Mañana es el quinto aniversario del 15-M y poco o nada queda de aquella coreografía de quechuas sobre el asfalto. El movimiento de los indignados fue simpático, que es el máximo adjetivo que merece la ingenuidad convertida en categoría social. Lo cierto es que cinco años después de aquella resaca del 68, el balance es ambiguo, por no decir decepcionante, si nos atenemos al cómputo de logros y fiascos.

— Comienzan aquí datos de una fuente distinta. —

Issue #32265, opened 2021-07-22
fix containment method of Subsets to recognize python sets


saliola:
<div id="comment:0"></div>

The following two commands should return the same answer:

```
sage: {1, 2} in Subsets(3)
False
sage: {1, 2} in list(Subsets(3))
True
```

Component: **combinatorics**

Keywords: **sets, Subsets**

_Issue created by migration from https://trac.sagemath.org/ticket/32265_

PR #38602, opened 2024-09-03
Allow for python sets to be counted as sets

thecaligarmo:
Fixes Issue #32265 

### :memo: Checklist

### DIFF
--- a/src/sage/combinat/subset.py
+++ b/src/sage/combinat/subset.py
@@ -325,10 +325,7 @@ class Subsets_s(Parent):
             True
         """
         if value not in Sets():
-            if isinstance(value, set):
-                value = Set(value)
-            else:
-                return False
+            return False
         return all(v in self._s for v in value)
 
     def cardinality(self):
--- a/src/sage/combinat/subset.py
+++ b/src/sage/combinat/subset.py
@@ -324,7 +324,7 @@ class Subsets_s(Parent):
             sage: {1, 2} in S
             True
         """
-        if value not in Sets():
+        if value not in Sets() and not isinstance(value, (set,frozenset)):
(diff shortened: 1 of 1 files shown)


src/sage/combinat/subset.py
```diff
@@ -321,9 +321,14 @@ def __contains__(self, value):
...
             False
+            sage: {1, 2} in S
+            True
         """
         if value not in Sets():
-            return False
+            if isinstance(value, set):
+                value = Set(value)
+            else:
+                return False
```
tscrim:
```suggestion
            return False
```

src/sage/combinat/subset.py
```diff
@@ -321,9 +321,14 @@ def __contains__(self, value):
             True
             sage: 2 in S
             False
+            sage: {1, 2} in S
+            True
         """
         if value not in Sets():
```
tscrim:
```suggestion
        if value not in Sets() and not isinstance(value, (set,frozenset)):
```

tscrim (approved):
I think this is fine since all it needs to do is iterate over the object. So basically we add an additional check for `set` (and `frozenset`).

tscrim:
Once this change is done, then this is positive review.

thecaligarmo:
> I think this is fine since all it needs to do is iterate over the object. So basically we add an additional check for `set` (and `frozenset`).

That looks good for me. I've used that instead.

thecaligarmo:
Just ran through and tested everything on my machine and it's all running good. I fixed one style issue (space after comma) and it looks good on my end now.

tscrim (approved):
Thank you. LGTM.

PR #38607, opened 2024-09-03
Add subs method for function field elements

### LINKED ISSUE #38514: Implement subs or __call__ for FunctionFieldElement
### Problem Description

`FunctionFieldElement` inherits from `Element` and so it should have a working `subs` function if the notion of substitution makes sense (which I think it does in this case).

### Proposed Solution

This can be added by implementing `__call__` for `FunctionFieldElement` as the `subs` implemented in `Element` will fall back to `__call__`. This solution also allows for easier function calling syntax.

### Alternatives Considered

Implementing `subs` instead of `__call__` would work but wouldn't allow the easier function calling syntax.

### Additional Information

Example:
```python
K = GF(7)
Kx.<x> = FunctionField(K)
y = polygen(Kx)
f = x^6 + 3

# I think these should return 2^6 + 3 = 67 = 4 (mod 7)
f(2) # TypeError
f.subs(x=2) # x^6 + 3
```

vincentmacri:
Fixes #38514.

### :memo: Checklist

### :hourglass: Dependencies

None


vincentmacri:
I'm not really sure what the rules/conventions are around using `# needs sage.[whatever]` in doc tests. I didn't use it in any of my tests because I wasn't really sure how/why it's used. Any feedback/guidance on that would be appreciated.

vincentmacri:
@DaveWitteMorris could I get a review? (Asking since you triaged the bug report.)

src/sage/rings/function_field/element.pyx
```diff
@@ -121,6 +124,7 @@ cdef class FunctionFieldElement(FieldElement):
         sage: isinstance(t, sage.rings.function_field.element.FunctionFieldElement)
         True
     """
+
```
tscrim:
```suggestion
```
We generally try to avoid this; at least we shouldn't add it when it is not already there.

src/sage/rings/function_field/element.pyx
```diff
@@ -174,6 +178,260 @@ cdef class FunctionFieldElement(FieldElement):
         """
         return self._x._latex_()
 
+    def subs(self, in_dict=None, **kwds):
+        r"""
+        Substitutes given generators with given values while not touching
```
tscrim:
```suggestion
        Substitute the given generators with given values while not touching
```

src/sage/rings/function_field/element.pyx
```diff
@@ -174,6 +178,260 @@ cdef class FunctionFieldElement(FieldElement):
...
+
+        def sub_recurse(self, sub_dict):
+            ff = self.parent()
+            if ff.base_field() == ff:
+                return ff(self._x.subs({ff.gen(): sub_dict[ff.gen()]}))
+            else:
+                total = ff.zero()
+                for i, v in enumerate(list(self._x)):
+                    total += sub_recurse(v, sub_dict) * sub_dict[ff.gen()]**i
+                return ff(total)
```
tscrim:
```suggestion
            total = ff.zero()
            for i, v in enumerate(list(self._x)):
                total += sub_recurse(v, sub_dict) * sub_dict[ff.gen()]**i
            return ff(total)
```
I find this more clear and usually easier to debug.

src/sage/rings/function_field/element.pyx
```diff
@@ -174,6 +178,260 @@ cdef class FunctionFieldElement(FieldElement):
...
+
+        made_substitution = False
+        if in_dict is not None:
+            for k, v in in_dict.items():
+                if k in sub_dict:
+                    sub_dict[k] = v
+                    if v != k:
+                        made_substitution = True
+                else:
+                    raise TypeError('key does not match any field generators')
```
tscrim:
```suggestion
                if k not in sub_dict:
                    raise TypeError('key does not match any field generators')
                sub_dict[k] = v
                if v != k:
                    made_substitution = True
```

src/sage/rings/function_field/element.pyx
```diff
@@ -174,6 +178,260 @@ cdef class FunctionFieldElement(FieldElement):
...
+        else:
+            used_kwds = {k: False for k in kwds}
+            for g in sub_dict:
+                for k, v in kwds.items():
+                    if str(g) == k:
```
tscrim:
```suggestion
            for g in sub_dict:
                strg = str(g)
                if strg not in kwds:
                    continue
                v = kwds[strg]
```
and de-indent to the appropriate level.

tscrim (changes requested):
Here are my suggestions; please let me know if you have any questions.

src/sage/rings/function_field/element.pyx
vincentmacri: The wording I had was copied from the subs method for another object (I think `Element`). I like your wording better so I'm accepting the suggestion but just letting you know in case consistency is more important.

vincentmacri:
Thanks @tscrim! My only question is this one above:

> I'm not really sure what the rules/conventions are around using `# needs sage.[whatever]` in doc tests. I didn't use it in any of my tests because I wasn't really sure how/why it's used. Any feedback/guidance on that would be appreciated.

tscrim:
> Thanks @tscrim! My only question is this one above:
> 
> > I'm not really sure what the rules/conventions are around using `# needs sage.[whatever]` in doc tests. I didn't use it in any of my tests because I wasn't really sure how/why it's used. Any feedback/guidance on that would be appreciated.

Sorry, I forgot to answer that. Don’t worry about it; you do not need to add anything. It is for modularization that will be fixed by whomever knowns if something is necessary.

src/sage/rings/function_field/element.pyx
tscrim: Thanks, but that is (very) old documentation before we have our current standards. It would be good to change that one. Independently, consistency is not so important.

vincentmacri:
Great! In that case is this ready to merge? I think the CI failures are unrelated. The tests pass on my machine at least.

tscrim (approved):
Indeed, I think this can be merged.

PR #38613, opened 2024-09-04
`categories/morphism.pyx`: remove some `noexcept`s

gmou3:
Remove ignored `noexcept`s for functions with `Python` return types.

```
[sagelib-10.5.beta3] [spkg-install]     warning: sage/categories/morphism.pyx:801:26: noexcept clause is ignored for function returning Python object
[sagelib-10.5.beta3] [spkg-install]     warning: sage/categories/morphism.pyx:826:22: noexcept clause is ignored for function returning Python object
```


kwankyu (approved):
LGTM.

PR #38616, opened 2024-09-04
`structure/sage_object.pyx`: remove excess `%s`s

gmou3:
To avoid the following warning:
```
warning: sage/structure/sage_object.pyx:722:42: Too few arguments for format placeholders
```


mkoeppe (approved):
LGTM, thanks.

PR #38549, opened 2024-08-23
Prepare sage for sphinx 8

kiwifb:
This PR prepares sage for sphinx 8. An update for sage_autodoc.py is needed and is provided in this PR.
The minimum known version of sphinx supporting the updated sage_autodoc.py is 7.4.7. So, sphinx is updated from 7.3.7 (which is known not to work) to 7.4.7.

### :memo: Checklist

- [x] The title is concise and informative.
- [x] The description explains in detail what this PR is about.
- [ ] I have linked a relevant issue or discussion.
- [ ] I have created tests covering the changes.
- [ ] I have updated the documentation and checked the documentation preview.

PR #38619, opened 2024-09-04
Re-add py3.9 support to sage_autodoc.py

kiwifb:
This PR corrects the fact the sage_autodoc.py changes needed for sphinx 8 dropped python 3.9 support. This is a consequence of the fact that sphinx 8 has dropped python 3.9. 
Since we still want to support python 3.9, some support has to be re-introduced.
See https://github.com/sagemath/sage/pull/38549#issuecomment-2327790930 and after.

### :memo: Checklist

- [x] The title is concise and informative.
- [x] The description explains in detail what this PR is about.
- [x] I have linked a relevant issue or discussion.
- [ ] I have created tests covering the changes.
- [ ] I have updated the documentation and checked the documentation preview.

PR #38627, opened 2024-09-06
Require weaker Sphinx dependency for sagelib

tobiasdiez:
The version constraint added in https://github.com/sagemath/sage/pull/38549 broke the conda ci workflow and added an unnecessarily strict version constraint for sphinx as a dependency of sagelib (as opposed to sage-the-docs).

This is fixed by providing the old version constraint for sphinx in `setup.cfg`, but with `v8` now allowed.

Alternatively, the stricter version constraint should only be added to the sage-the-docs package.

### :memo: Checklist

### DIFF
--- a/src/setup.cfg.m4
+++ b/src/setup.cfg.m4
@@ -33,7 +33,7 @@ dnl From Makefile.in: SAGERUNTIME
     SPKG_INSTALL_REQUIRES_ipython
     SPKG_INSTALL_REQUIRES_pexpect
 dnl From Makefile.in: DOC_DEPENDENCIES
-    SPKG_INSTALL_REQUIRES_sphinx
+    sphinx >=5.2, <9
     SPKG_INSTALL_REQUIRES_networkx
     SPKG_INSTALL_REQUIRES_scipy
     SPKG_INSTALL_REQUIRES_sympy


kiwifb:
My update to sage_autodoc.py does require sphinx 7.4.x at the minimum otherwise building the doc breaks. Breaking doc building would also break CI (somewhere else). Now I had to walk back some changes in a follow up at #38619 to continue supporting python 3.9 :( If you are telling me that enables lower version of sphinx as well, then sure.

Is the problem that you do not an appropriate version of sphinx in conda or something like that?

kiwifb:
I hear you on the sphinxify bit. But CI also builds documentation, there is not a process in sage's build system to have one sphinx to build sage and then update it to build the documentation.

tobiasdiez:
Sage-the-distro (and the build system included in it), the ci doc build as well as the modularization sage-the-doc package will still use the stronger version constraint that you set. The changes in this PR only affect people trying to use only the library sagemath-standard (say via pypi) or devs that don't want to build the docs locally.

kiwifb:
OK, I am getting that argument. Although it is completely disjoint from the CI which would mean the CI label you added is misleading. But I am guessing you are also telling me the conda CI does not build the doc and therefore can use your lower constraint?

tobiasdiez:
> OK, I am getting that argument. Although it is completely disjoint from the CI which would mean the CI label you added is misleading. But I am guessing you are also telling me the conda CI does not build the doc and therefore can use your lower constraint?

Exactly, the conda workflow is still using sphinx v7.3 (but doesn't build the docs). The ci label is so that this PR get applied to the other PRs so that the "verify dependencies" step passes there.
https://github.com/sagemath/sage/actions/runs/10732023722/job/29763038707#step:9:9
vs 
https://github.com/sagemath/sage/actions/runs/10734686493/job/29770380015#step:9:9

kiwifb:
I see, and this particular file inherit my constraint. I must say I am always wary of dealing with sage-the-distro and avoid it as much as possible. This is clearly one of those case where I'd rather not be involved. But now that I have done all that digging on the details of your rationale, it'd be silly not to approve.

kiwifb (approved):
Good ahead if it really helps CI.

tobiasdiez:
A bit late, but thanks @kiwifb for the review!

PR #2867, opened 2024-08-21
fix: design system doc links

victoralmeidadev:
Actually the links on design system documentation page are pointing to a invalid address on repo.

En sentido estricto no se puede decir el resultado del 15-M haya sido frustrante porque tampoco fueron precisas sus expectativas. Descubrimos que, muertas las ideologías, el hartazgo constituía un auténtico Quinto Stato susceptible de amedrentar al mismísimo ministro del Interior y a los delegados del Gobierno. También aprendimos a aplaudir al aire como lo haría un monje zen ciego de anfetas. Pero es evidente que toda aquella algarabía de toldos comunales en la Puerta del Sol, con sus réplicas más o menos resultonas en provincias, no ha traído aún al hombre nuevo, ni mucho menos al político nuevo.

Lo realmente positivo es que la manada olió agua y los partidos no tuvieron más remedio que incorporar al debate público reivindicaciones largamente apuntadas, aunque nunca con aquella urgencia de revuelta. Solucionar el drama de los desahucios, corregir la atrofia democrática de un sistema en el que los ciudadanos votan lentejas cada cuatro años y acabar con el bandolerismo institucionalizado ocuparon, si no las agendas de la clase dirigente, sí al menos las elucubraciones de sus speechwriters. Todo un mundo si aceptamos que lo que no se nombra no existe y, por contra, lo que tiene voz ingresa pronto en el ámbito de las apetencias.

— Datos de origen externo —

PR #2876, opened 2024-08-25
Pass props to inner View of Accordion.HeightAnimator

tazsingh:
I'm using the `Accordion` component and found that I need to style the inner `View` for the `HeightAnimator`, as its position is `absolute`.

This PR primarily serves as a proposal for one way to do it. I'd be happy to adapt this as directed or for another approach to be implemented. Let me know how I can help!

Thanks again! ❤️

### DIFF
--- a/code/ui/accordion/src/Accordion.tsx
+++ b/code/ui/accordion/src/Accordion.tsx
@@ -8,7 +8,7 @@ import type { H3 } from '@tamagui/text'
 import { H1 } from '@tamagui/text'
 import { useControllableState } from '@tamagui/use-controllable-state'
 import { useDirection } from '@tamagui/use-direction'
-import type { GetProps, GetRef, Stack, TamaguiElement } from '@tamagui/web'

Sin embargo, cinco años después de aquellos días que no estremecieron al mundo ni se ha acabado con la partitocracia, ni la relación entre las cúpulas de los partidos y sus bases es menos vertical, ni el ocaso del bipartidismo ha alumbrado una democracia más participativa, ni se han vallado las lindes de la división de poderes.

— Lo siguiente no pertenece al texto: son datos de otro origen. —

PR #2894, opened 2024-09-03
fix: use default font from tamagui config, if provided, before using '$body'

wkoutre:
## Current Behavior

Currently, if you don't use the `body` key in `fonts` passed into `createTamagui`, and then try to use `Button` from `tamagui` without setting its `fontFamily` prop, `tamagui` will throw an error:

```
TypeError: Cannot read property 'size' of undefined
```

This is because `getFontSizeVariable` and `getFontSizeToken` fallback to using `'$body'` if no `font` prop is provided (in this case, it would be via `Button`'s `fontFamily` prop).

## Expected Behavior

The `config.settings.defaultFont` value, if present, is used as a default fallback value when using `Button` from `tamagui`.

## Platform (Web, iOS, Android)

iOS, Android

## Tamagui Version
1.108.4

## Example

```
// tamaguiConfig.ts

import { createTamagui } from 'tamagui';

const tamaguiConfig = createTamagui({
  ...
  fonts: {
    primary: returnOfCreateFont
  },
  settings: {
    ...,
    defaultFont: 'primary',
  },
});

type TamaguiConfig = typeof tamaguiConfig;

declare module 'tamagui' {
  // overrides TamaguiCustomConfig so your custom types
  // work everywhere you import `tamagui`

  // eslint-disable-next-line @typescript-eslint/no-empty-interface
  interface TamaguiCustomConfig extends TamaguiConfig {}
}

export default tamaguiConfig;
```

```
// MyButton.tsx

import { Button } from 'tamagui';

const MyButton = ({ children, ...props }: MyButtonProps) => (
  <Button {...props}>{children}</Button>
);
```

### DIFF
--- a/code/core/font-size/src/getFontSize.ts
+++ b/code/core/font-size/src/getFontSize.ts
@@ -1,17 +1,16 @@
 import type { FontSizeTokens, FontTokens, TamaguiInternalConfig } from '@tamagui/core'
 import { getConfig, isVariable } from '@tamagui/core'
+import { getSetting } from "@tamagui/web/types/config"
 
 type GetFontSizeOpts = {
   relativeSize?: number
   font?: FontTokens
 }
 
-const getFontKey = (conf: TamaguiInternalConfig, opts?: GetFontSizeOpts) => {
+const getFontKey = (opts?: GetFontSizeOpts) => {
   const FALLBACK_FONT_KEY = '$body'
 
-  const tokenizedDefaultFont = conf.settings?.defaultFont ? `$${conf.settings.defaultFont}` : undefined;
-
-  return opts?.font || tokenizedDefaultFont || FALLBACK_FONT_KEY
+  return opts?.font || getSetting("defaultFont") ? `$${getSetting("defaultFont")}` : undefined || FALLBACK_FONT_KEY
 }
 
 export const getFontSize = (
@@ -34,7 +33,7 @@ export const getFontSizeVariable = (
     return inSize
   }
   const conf = getConfig()
-  return conf.fontsParsed[getFontKey(conf, opts)].size[token]
+  return conf.fontsParsed[getFontKey(opts)].size[token]
 }
 
 export const getFontSizeToken = (
@@ -47,7 +46,7 @@ export const getFontSizeToken = (
   // backwards compat
   const relativeSize = opts?.relativeSize || 0
   const conf = getConfig()
-  const fontSize = conf.fontsParsed[getFontKey(conf, opts)].size
+  const fontSize = conf.fontsParsed[getFontKey(opts)].size
   const size =
     (inSize === '$true' && !('$true' in fontSize) ? '$4' : inSize) ??
     ('$true' in fontSize ? '$true' : '$4')
--- a/code/core/font-size/src/getFontSize.ts
+++ b/code/core/font-size/src/getFontSize.ts
@@ -7,9 +7,9 @@ type GetFontSizeOpts = {
   font?: FontTokens
 }
 
-const getFontKey = (opts?: GetFontSizeOpts) => {
-  const FALLBACK_FONT_KEY = '$body'
+const FALLBACK_FONT_KEY = '$body'
 
+const getFontKey = (opts?: GetFontSizeOpts) => {
   return opts?.font || getSetting("defaultFont") ? `$${getSetting("defaultFont")}` : undefined || FALLBACK_FONT_KEY
 }
 
--- a/code/core/font-size/src/getFontSize.ts
+++ b/code/core/font-size/src/getFontSize.ts
@@ -9,7 +9,9 @@ type GetFontSizeOpts = {
 const getFontKey = (conf: TamaguiInternalConfig, opts?: GetFontSizeOpts) => {
   const FALLBACK_FONT_KEY = '$body'
 
-  return opts?.font || conf.settings?.defaultFont || FALLBACK_FONT_KEY
+  const tokenizedDefaultFont = conf.settings?.defaultFont ? `$${conf.settings.defaultFont}` : undefined;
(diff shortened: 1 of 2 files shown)


code/core/font-size/src/getFontSize.ts
```diff
@@ -1,11 +1,19 @@
...
 
 type GetFontSizeOpts = {
   relativeSize?: number
   font?: FontTokens
 }
 
+const getFontKey = (conf: TamaguiInternalConfig, opts?: GetFontSizeOpts) => {
+  const FALLBACK_FONT_KEY = '$body'
+
+  const tokenizedDefaultFont = conf.settings?.defaultFont ? `$${conf.settings.defaultFont}` : undefined;
```
natew, line 12: this should be inlined in the || tokenizedDefaultFont line so it avoids running if opts?.font is set, also FALLBACK_FONT_KEY should be hoisted above

code/core/web/src/helpers/propMapper.ts
```diff
@@ -418,7 +418,7 @@ export const getTokenForKey = (
         case 'lineHeight':
         case 'letterSpacing':
         case 'fontWeight': {
-          const defaultFont = conf.defaultFont || '$body'
+          const defaultFont = conf.defaultFont || (conf.settings?.defaultFont ? `$${conf.settings.defaultFont}` : undefined) || '$body'
```
natew, line 421: instead of this we should use `getSetting` helper, also in the other file, it should pick up the setting properly.

wkoutre: Sounds good. Also, despite the return type of `getSetting`. I'm still guarding for `getSetting("defaultFont")` potentially being `undefined` as I'm fairly certain `conf!.settings["defaultFont"] || conf["defaultFont"]`  could still actually be `undefined`. If not, let me know.

code/core/font-size/src/getFontSize.ts
```diff
@@ -1,11 +1,18 @@
-import type { FontSizeTokens, FontTokens } from '@tamagui/core'
+import type { FontSizeTokens, FontTokens, TamaguiInternalConfig } from '@tamagui/core'
 import { getConfig, isVariable } from '@tamagui/core'
+import { getSetting } from "@tamagui/web/types/config"
```
natew, line 3: this should import from the above line `@tamagui/core`

wkoutre: When trying to do this:

image

The only auto-detected import is from `'@tamagui/web/types/config'`. Let me know how you'd like to proceed.

code/core/font-size/src/getFontSize.ts
```diff
@@ -1,11 +1,18 @@
...
 
 type GetFontSizeOpts = {
   relativeSize?: number
   font?: FontTokens
 }
 
+const getFontKey = (opts?: GetFontSizeOpts) => {
+  const FALLBACK_FONT_KEY = '$body'
+
+  return opts?.font || getSetting("defaultFont") ? `$${getSetting("defaultFont")}` : undefined || FALLBACK_FONT_KEY
```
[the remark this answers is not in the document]
wkoutre: Sure, if the concern is memory allocation each time this function is run, we could create and store the `defaultFont` with `$` when `createTamagui` is run. In this case, I agree that you're better able to handle that given your understanding of the project.

We could also implement memoization, as a temporary workaround, to hold reference to the result. An example, non-Generic implementation:

```ts
const memoize = (fn: GetFontSize) => {
  const cache = new Map<string, string>();

  const returnFn: GetFontSize = (maybeFontKey) => {
    if (maybeFontKey !== undefined && cache.has(maybeFontKey)) {
      return cache.get(maybeFontKey)!;
    }

    const result = fn(maybeFontKey);

    if (maybeFontKey !== undefined) {
      cache.set(maybeFontKey, result);
    }
    
    return result;
  }

  return returnFn;
};
```

However, my opinion is that these considerations may be over-optimizations at this point in time.

Consider - at a glance, in this file - `getFontSizeToken` and `const sizeTokens = Object.keys(fontSize)`. I understand it's from 3 years ago, and so it likely wasn't and hasn't been a consideration since; but, to me, the same rationale applies: The keys of `fontSize` should be stored when `createTamagui` is run + a helper fn should subsequently be added and used to reference these keys.

Just my take! Plenty of room for improvement, everywhere + I understand the thought process when dealing w/ new contributions (let's get it right, now) vs legacy code (it works; let's improve when measured + deemed appropriate). But, this is a bug impacting 10+ projects for me (my company uses `tamagui` as a base for all new projects) and I'd like to get it fixed!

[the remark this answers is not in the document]
wkoutre: Could it be as straightforward as:
1. adding `defaultFontWithPrefix` to `GenericTamaguiSettings`
2. adding `defaultFontWithPrefix: defaultFont,` to [createTamagui](https://github.com/tamagui/tamagui/blob/master/code/core/web/src/createTamagui.ts)
3. Amending this PR's changes with something like

```ts
return opts?.font || getSetting("defaultFontWithPrefix");
```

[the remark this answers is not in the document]
natew: Yea lets have it store into setting and then use getSetting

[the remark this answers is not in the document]
natew: Actually better just store onto the Parsed config and use that

natew:
ended up just making this change myself since its a good fix, hope you understand. pushing it in a second with the new release.

wkoutre:
> ended up just making this change myself since its a good fix, hope you understand. pushing it in a second with the new release.

Yeah dude! Of course + no worries. Thanks for taking care of it 🤝🏼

Basta advertir cómo Rajoy le ha doblado la mano al resultado del 20-D en busca de una segunda vuelta, el cainismo en el PSOE, la burbuja en que puede convertirse Ciudadanos, el cesarismo de Pablo Iglesias o la falta de escrúpulos de Alberto Garzón para concluir que, cinco años después, poco ha cambiado.

Puede que España necesite otro 15-M, menos folclórico y más realista, protagonizado esta vez por los militantes de los partidos en sus organizaciones con requerimientos concretos. Que los ciudadanos merienden en las plazas es bonito, pero ya sabemos a qué ninguna parte conduce ese desencanto.